During several of my recent visits to Cleveland I’ve eaten dinner at Hodge’s restaurant on Euclid Avenue. It’s quickly moved up to become one of my favorite restaurants in a city that offers a lot of excellent dining options.
One of the proprietors started out as a food truck operator, and Hodge’s offers the same kind of somewhat zany, try-just-about-anything food truck spirit in a brick-and-mortar restaurant setting. The menu changes regularly, and the options are always inventive and intriguing. It’s the kind of place that Cleveland foodies must love to have as a regular dining option.
When I was there earlier this week (before my Meatless Thursday) we enjoyed some well-made cocktails in Hodge’s spacious, modern bar area.
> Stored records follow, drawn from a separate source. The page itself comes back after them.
PR #301, opened 2017-06-23
Update travis.yml

hugoesthere:
`docker-engine` has been depricated so this installation was breaking the build. Docker can be used in Travis by simply listing it under `services` which we already do.


cheahuychou (approved):

kevgo:
That line was added to update Docker to the latest version. If it works with the default version installed on Circle now, all the better!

We then moved upstairs and sampled an eclectic mix of “snacks,” appetizers and entrees, washed down by a fine and affordable bottle of wine. We began with “snacks” of deviled eggs, which were quite tasty, and spectacular “chicken liver toast” — two thick pieces of toast layered about an inch deep with densely packed, coarsely chopped chicken liver. Next up were appetizers, in the form of wild mushroom and Ohio City pasta gnocchi, which was light and delicately flavored, and the bold and mouth-watering lucky penny goat cheese and leek tart, topped with onion jam, arugula, and parmesan.
By then we were on a mission to try as much of the menu as possible, and we would not be denied. We split two entrees — the pan roasted scallops with butternut squash risotto and currants, and the house brined pork chop — and both were excellent. My favorite was the huge, juicy, perfectly prepared pork chop. Unembarrassed, we ventured into the dessert menu, and my friend wolfed down the massive brownie skillet sundae while I daintily sampled a delicate fruit crisp.
After an appalling display of our ravenousness, we hauled our carcasses off our seats and reeled out into the icy Cleveland night, thoroughly satisfied by an exceptional meal. Yes, I’d recommend Hodge’s to anyone who likes to pick up knife and fork.